Bayesian learning in bioinformatics

Gold, David L.

Bayesian learning in bioinformatics

Date

2009-05-15

Authors

Gold, David L.

Abstract

Life sciences research is advancing in breadth and scope, affecting many areas of life including medical care and government policy. The field of Bioinformatics, in particular, is growing very rapidly with the help of computer science, statistics, applied mathematics, and engineering. New high-throughput technologies are making it possible to measure genomic variation across phenotypes in organisms at costs that were once inconceivable. In conjunction, and partly as a consequence, massive amounts of information about the genomes of many organisms are becoming accessible in the public domain. Some of the important and exciting questions in the post-genomics era are how to integrate all of the information available from diverse sources. Learning in complex systems biology requires that information be shared in a natural and interpretable way, to integrate knowledge and data. The statistical sciences can support the advancement of learning in Bioinformatics in many ways, not the least of which is by developing methodologies that can support the synchronization of efforts across sciences, offering real-time learning tools that can be shared across many fields from basic science to the clinical applications.

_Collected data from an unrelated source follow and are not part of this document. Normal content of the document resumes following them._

PR #9093, opened 2020-10-05
Fix black skeleton viewer meshes in sandbox

Drigax:
Fix for issue with skeleton viewer lighting. 
Changed skeleton viewer to use utility layer for mesh creation. 
Added utility layer lighting creation, adjusted light intensity to show surface detail.

Before:
image

After:
image

### DIFF
--- a/src/Debug/skeletonViewer.ts
+++ b/src/Debug/skeletonViewer.ts
@@ -747,7 +747,6 @@ export class SkeletonViewer {
             }
 
             const light = this.utilityLayer!._getSharedGizmoLight();
-            light.includedOnlyMeshes = light.includedOnlyMeshes.concat(this.debugMesh!);
             light.intensity = 0.7;
 
             this._revert(animationState);
--- a/src/Debug/skeletonViewer.ts
+++ b/src/Debug/skeletonViewer.ts
@@ -558,6 +558,7 @@ export class SkeletonViewer {
     private _revert(animationState: boolean): void {
         if (this.options.pauseAnimations) {
             this.scene.animationsEnabled = animationState;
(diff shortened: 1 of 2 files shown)


deltakosh (approved):
Thanks!

sebavan (approved):
Love it !!!!

deltakosh:
Some checks are failing....

src/Debug/skeletonViewer.ts
```diff
@@ -744,6 +746,10 @@ export class SkeletonViewer {
                 this.debugMesh.alwaysSelectAsActiveMesh = true;
             }
 
+            const light = this.utilityLayer!._getSharedGizmoLight();
+            light.includedOnlyMeshes = light.includedOnlyMeshes.concat(this.debugMesh!);
```
Popov72, line 750: This will add in `includedOnlyMeshes ` the (same) mesh each time `_buildSpheresAndSpurs` is called.

You should check if the mesh is not already in the array before adding it.

Also, why not simply using `light.includedOnlyMeshes.push(this.debugMesh!)`?

deltakosh: Lol I totally missed it

Drigax: Is it the same mesh? Each time we call this function we dispose and rebuild a new mesh, so I'm not sure if checking for the mesh in the included mesh list is going to be a useful check...

We have a few preconditions however:
1) each SkeletonViewer has its own unique UtilityLayer scene and light
2) each time we recreate the debug mesh we dispose the old one.

It might be best to even just set the light we use to just light the newly created debug mesh?

Drigax: I'll just remove this line, I don't think we're getting much out of it...

PR #9096, opened 2020-10-05
Shadows: Fix wrong shadows when using lod meshes + too many draw calls

Popov72:
See https://forum.babylonjs.com/t/how-to-cast-shadows-of-instances-with-level-of-detail/13829/7

This PG should work when the PR is applied: https://playground.babylonjs.com/#F7KZ7C#1


Popov72:
"Texture cache" validation test is failing (in WebGL2) but it is working in my local repo.

PR #11883, opened 2022-01-31
fix matrix caching updte

deltakosh:


src/Maths/math.vector.ts
```diff
@@ -4613,7 +4613,7 @@ export class Matrix {
     public copyFrom(other: DeepImmutable<Matrix>): Matrix {
         other.copyToArray(this._m);
         const o = (other as Matrix);
-        this.updateFlag = o.updateFlag;
+        this.updateFlag++;
```
sebavan, line 4616: this seems much safer !!!

sebavan (approved):

src/Maths/math.vector.ts
bghgary: Hmm, I'm not sure. At a minimum, it should be this, no?
```suggestion
        this.updateFlag = Matrix._updateFlagSeed++;;
```

But then, this will cause all the caching to not work. Isn't the whole point of copying the flag to avoid updating if they are the same?

deltakosh: yeah this is a good point.

deltakosh: Then we need to understand why there is an issue on the forum: https://forum.babylonjs.com/t/matrix-copyfrom-stopped-to-work-starting-alpha-48/27232/18

bghgary: I'll reply on the forum.

PR #11884, opened 2022-01-31
Fix spherical harmonics solid angle computation

Meakk:


src/Misc/HighDynamicRange/cubemapToSphericalPolynomial.ts
```diff
@@ -116,6 +116,10 @@ export class CubeMapToSphericalPolynomialTools {
         // The (u,v) of the first texel is half a texel from the corner (-1,-1).
         var minUV = du * 0.5 - 1.0;
 
+        // Compute the area on the unit sphere of the rectangle defined by (x,y) and the origin
+        // See https://www.rorydriscoll.com/2012/01/15/cubemap-texel-solid-angle/
+        var AreaElement = (x : number, y : number) => { return Math.atan2(x * y, Math.sqrt(x * x + y * y + 1)); };
```
sebavan, line 121: Would be great to move this into its own private function to prevent over allocation and garbage despite not being called frequently ?

src/Misc/HighDynamicRange/cubemapToSphericalPolynomial.ts
```diff
@@ -136,7 +140,7 @@ export class CubeMapToSphericalPolynomialTools {
                                 fileFace.worldAxisForNormal);
                     worldDirection.normalize();
 
-                    var deltaSolidAngle = Math.pow(1.0 + u * u + v * v, -3.0 / 2.0);
+                    var deltaSolidAngle = AreaElement(u - 0.5 * du, v - 0.5 * dv) - AreaElement(u - 0.5 * du, v + 0.5 * dv) - AreaElement(u + 0.5 * du, v - 0.5 * dv) + AreaElement(u + 0.5 * du, v + 0.5 * dv);
```
sebavan, line 143: could we extract u-0.5du and such to reuse the result as they appear several times in here ?

sebavan (changes requested):
Just a couple nits but it looks good to me !!!

src/Misc/HighDynamicRange/cubemapToSphericalPolynomial.ts
```diff
@@ -98,6 +98,14 @@ export class CubeMapToSphericalPolynomialTools {
         });
     }
 
+    /**
+     * Compute the area on the unit sphere of the rectangle defined by (x,y) and the origin
+     * See https://www.rorydriscoll.com/2012/01/15/cubemap-texel-solid-angle/
+     */
+    private static AreaElement(x : number, y : number): number {
```
Popov72, line 105: nit: should be _AreaElement because the function is private

PR #11899, opened 2022-02-02
update hoverRadius for fluentMaterial

tayomadein:
This PR updates the hoverRadius for fluent material so that the hover glow doesn't extend past the bounds of the active element.

Before:
flutentMaterialHoverRadiusBefore

After:
flutentMaterialHoverRadiusAfter


RaananW:
Will it also work correctly when you scale (down) a component?

PR #11903, opened 2022-02-02
Small fixes

RaananW:
Tests correction (strict mode)
Moving Engine.Last??? to EngineStore.Last???
Fixing two memory leaks when disposing a scene.


deltakosh (approved):

Popov72:
Shouldn't this be added in the "Breaking Change" section of the what's new file?

deltakosh:
We still have the Engine.LastXXX right?

RaananW:
> We still have the Engine.LastXXX right?

Yep, i haven't changed that

PR #11907, opened 2022-02-03
Fix DDS and KTX mipmap loading

Meakk:
See [this thread](https://forum.babylonjs.com/t/loading-a-cubetexture-with-cubemaps-produces-black-skybox-specular/27299) for more details.  

When a DDS or KTX file contains mipmaps levels, it is required to set the max level to ensure texture completeness, otherwise sampling will return 0 and Firefox emits a warning.  
See https://www.khronos.org/opengl/wiki/Texture#Mipmap_completeness:
> The [mipmap range](https://www.khronos.org/opengl/wiki/Texture#Mipmap_range) texture parameters are given values where GL_TEXTURE_BASE_LEVEL <= GL_TEXTURE_MAX_LEVEL.
The base and max levels must only specify mipmap levels that have been allocated, in accord with the above.


deltakosh (approved):

deltakosh:
@sebavan will push a PR to flag native and webgpu with false on the new parameter
@meakk do you mind doing an additional PR to store the maxLevel on the texture (this will be useful for the native and webgpu engine)

sebavan:
Follow up available here: https://github.com/BabylonJS/Babylon.js/pull/11912

PR #11910, opened 2022-02-03
Updated ThinEngine resize to optionally take device pixel ratio into account

travisvroman:
When creating an `Engine` object, one of the constructor's parameters is `adaptToDeviceRatio`, which properly sets `_hardwareScalingLevel` during creation. This part works well.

This research is an introduction to several current research problems in Bioinformatics that addresses integration of information, and discusses statistical methodologies from the Bayesian school of thought that may be applied. Bayesian statistical methodologies are proposed to integrate biological knowledge and improve statistical inference for three relevant Bioinformatics applications: gene expression arrays, BAC and aCGH arrays, and real-time gene expression experiments. A unified Bayesian model is proposed to perform detection of genes and gene classes, defined from historical pathways, with gene expression arrays. A novel Bayesian statistical method is proposed to infer chromosomal copy number aberrations in clinical populations with BAC or aCGH experiments. A theoretical model is proposed, motivated from historical work in mathematical biology, for inference with real-time gene expression experiments, and fit with Bayesian methods. Simulation and case studies show that Bayesian methodologies show great promise to improve the way we learn with high-throughput Bioinformatics experiments.